■ **Problem to solve**
Please filter the entries and return only the lines that include "drishu".

(Records excerpted from a collection)
<<<<

PR #698, opened 2021-01-14
EWPP-675: Remove media container from op publication list rendering.

sergepavle:
### Description

[Insert description here]

### Change log

- Added:
- Changed:
- Deprecated:
- Removed:
- Fixed:
- Security:

### Commands

```sh
[Insert commands here]

```

### DIFF
--- a/.gitignore
+++ b/.gitignore
@@ -24,3 +24,4 @@ docker-compose.*.yml
 
 /images/*
 !/images/required.svg
+/.gitattributes
--- a/templates/field/field--media--webtools-op-publication-list.html.twig
+++ b/templates/field/field--media--webtools-op-publication-list.html.twig
@@ -4,8 +4,4 @@
  * Theme override for the webtools op publication list fields on media items.
  */
 #}
-{% for item in items %}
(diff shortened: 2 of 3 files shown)


22Alexandra (approved):

.gitignore
```diff
@@ -24,3 +24,4 @@ docker-compose.*.yml
 
 /images/*
 !/images/required.svg
+/.gitattributes
```
drishu, line 27: this was added automatically

templates/field/field--media--webtools-op-publication-list.html.twig
```diff
@@ -4,8 +4,4 @@
  * Theme override for the webtools op publication list fields on media items.
  */
 #}
-{% for item in items %}
-  {% include '@ecl-twig/media-container' with {
-    'embedded_media': item.content,
-  } %}
-{% endfor %}
+{%- include 'field--bare.html.twig' -%}
```
drishu, line 7: if we delete the template altogether then we do get the field title and some attribute-less divs so I guess this is better.

drishu (approved):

>>>>

■ **Exercise solution**
drishu, line 27: this was added automatically
drishu, line 7: if we delete the template altogether then we do get the field title and some attribute-less divs so I guess this is better.
drishu (approved):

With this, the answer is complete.